**Data records**
----------------------------------------

PR #226, opened 2026-03-18
feat: add maxLineWidth config for explicit line wrapping

ywatanabe1989:
Add `maxLineWidth` config option that overrides automatic terminal width detection for line wrapping. When set, lines will wrap at separator boundaries (| and │) at the specified width instead of the detected terminal width.

This is useful when:
- Terminal width detection is unreliable
- Users want consistent wrapping regardless of terminal size
- The HUD is displayed in a fixed-width container

Config example: `"maxLineWidth": 80`
Default: null (use terminal width detection)

## Testing

- [ ] `npm test`
- [ ] `npm run test:coverage`

## Checklist

### DIFF
--- a/tests/render-width.test.js
+++ b/tests/render-width.test.js
@@ -1,11 +1,11 @@
-import { test } from 'node:test';
-import assert from 'node:assert/strict';
-import { render } from '../dist/render/index.js';
+import { test } from "node:test";
+import assert from "node:assert/strict";
+import { render } from "../dist/render/index.js";
 
 function baseContext() {
   return {
     stdin: {
-      model: { display_name: 'Opus' },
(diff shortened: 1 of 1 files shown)


jarrodwatts:
Thanks for the contribution. I am closing this as-is because the current implementation can widen wrapping beyond the actual terminal width, so it is not safe to merge in its present form. If someone revisits it, the override needs to be a cap, not a replacement for the detected viewport width, and the tests need to catch that case explicitly.

ywatanabe1989:
@jarrodwatts Thank you very much for your clarification! Maybe my case was just a edge case, where shell width is not reflected well! Thank you for your confirmation! Yusuke

image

----------------------------------------

Copy each line of the records that has "assert" in it.

-import assert from 'node:assert/strict';
+import assert from "node:assert/strict";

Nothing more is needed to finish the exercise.